Curriculum Overview: AWS Database Migration Tools (DMS & SCT)
Identifying database migration tools (for example AWS Database Migration Service [AWS DMS], AWS Schema Conversion Tool [AWS SCT])
Curriculum Overview: AWS Database Migration Tools
This curriculum provides a comprehensive breakdown of the tools and strategies required to move database workloads into the AWS Cloud, specifically focusing on AWS Database Migration Service (DMS) and the AWS Schema Conversion Tool (SCT).
Prerequisites
Before starting this module, students should have a foundational understanding of the following:
- AWS Global Infrastructure: Knowledge of Regions and Availability Zones.
- Core Database Services: Familiarity with the differences between Amazon RDS (Relational) and Amazon DynamoDB (NoSQL).
- Deployment Models: Understanding the difference between self-managed databases on Amazon EC2 versus fully managed services like Amazon Aurora.
- Basic Networking: Understanding of VPCs and connectivity (VPN/Direct Connect) between on-premises environments and AWS.
Module Breakdown
| Module | Topic | Primary Tool | Difficulty |
|---|---|---|---|
| 1 | Introduction to Migration | Concepts | Beginner |
| 2 | Schema Conversion | AWS SCT | Intermediate |
| 3 | Data Migration & Replication | AWS DMS | Intermediate |
| 4 | The Integrated Workflow | SCT + DMS | Advanced |
Module Objectives
After completing this curriculum, learners will be able to:
- Identify the appropriate use cases for AWS DMS and AWS SCT.
- Differentiate between Homogeneous (same engine) and Heterogeneous (different engine) migrations.
- Analyze source databases for migration barriers using SCT reports.
- Explain how to minimize downtime during a migration using DMS replication.
- Evaluate licensing implications (e.g., downgrading expensive licenses to open-source engines).
Visual Anchors
The Migration Workflow
This diagram illustrates the relationship between the local SCT tool and the managed DMS service.
Tool Selection Logic
Success Metrics
To demonstrate mastery of this topic, learners must achieve the following:
- Selection Accuracy: Correctly identify whether a scenario requires SCT, DMS, or both in 100% of practice exam questions.
- Report Interpretation: Successfully identify at least three "migration barriers" from a mock SCT analysis report.

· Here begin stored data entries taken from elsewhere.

PR #84, opened 2022-04-23
Deployment schemas (NA-513)

paulcjh:
The changes in this PR are relevant to NA-513, NA-521/522/523/524.
There are 3 schema changes, specifically: `DeploymentGet`, `DeploymentCreate` & `DeploymentPatch`.

### DIFF
--- a/pipeline/schemas/pipeline.py
+++ b/pipeline/schemas/pipeline.py
@@ -72,7 +72,6 @@ class PipelineCreate(BaseModel):
 
 
 class PipelineDeployCreate(BaseModel):
-    pipeline_id: str
     project_id: str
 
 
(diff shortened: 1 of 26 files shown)


pipeline/schemas/pipeline.py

- Downtime Strategy: Explain the mechanism DMS uses to keep the source database operational during the migration process.
Real-World Application
[!NOTE] Why this matters in a career: Database migrations are high-stakes projects. Organizations migrate to the cloud to reduce licensing costs (e.g., moving from Oracle to Amazon Aurora) and to eliminate the operational overhead of managing hardware. A Cloud Practitioner who understands these tools can help a company save millions in licensing and prevent catastrophic data loss during the transition.
Examples Section
Below are specific migration scenarios as defined in the AWS Certified Cloud Practitioner requirements:
1. Homogeneous Migration
- Scenario: Moving an on-premises MySQL database to Amazon RDS for MySQL.
- Tool Used: AWS DMS.
- Key Detail: Since the engines are the same, no schema conversion is needed. DMS handles the data movement.

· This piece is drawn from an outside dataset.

PR #88, opened 2022-05-11
Extend PipelineCreate fields

alexpearce:
1. Adds some of the fields recently added to Pipeline's API to the Pipeline creation schema.
2. Allows setting the new fields when uploading a Pipeline.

2. Heterogeneous Migration
- Scenario: Moving an on-premises Oracle database to Amazon Aurora PostgreSQL-Compatible Edition.

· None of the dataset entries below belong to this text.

PR #109, opened 2022-06-15
[BE-59] - download function and unpickle hex

bjornaer:
Enable retrieving `Get` schemas from Pipeline-Top endpoints.

Once the data has been retrieved via the function get endpoint we must reform the python object from the hex string in the FileGet schema.


isNeil (approved):
LGTM!

PR #110, opened 2022-06-16
[BE-61][BE-62]Enable Model and Data download

bjornaer:
adding functionality to download models and data plus some small tweaks to how functions were previously downloaded

plus unit tests


isNeil (approved):
LGTM nice refactor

- Tools Used: AWS SCT (to convert the Oracle schema to PostgreSQL) followed by AWS DMS (to move the actual records).
- Benefit: SCT can identify code in stored procedures that won't work in PostgreSQL and suggest fixes.
3. NoSQL Migration
- Scenario: Moving a MongoDB workload to Amazon DocumentDB.
- Tool Used: AWS DMS.
- Key Detail: DMS supports more than 20 database and analytics engines, including non-relational targets.
4. Data Warehouse Migration
- Scenario: Migrating large-scale data from an on-premises warehouse to Amazon Redshift.
- Tool Used: AWS DMS.
- Key Detail: DMS can be used to funnel data into S3 or Redshift for high-scale analytics workloads.
[!TIP] Remember: AWS SCT is a standalone application you download to your local machine (Windows/Linux), whereas AWS DMS is a managed service running in the AWS Cloud.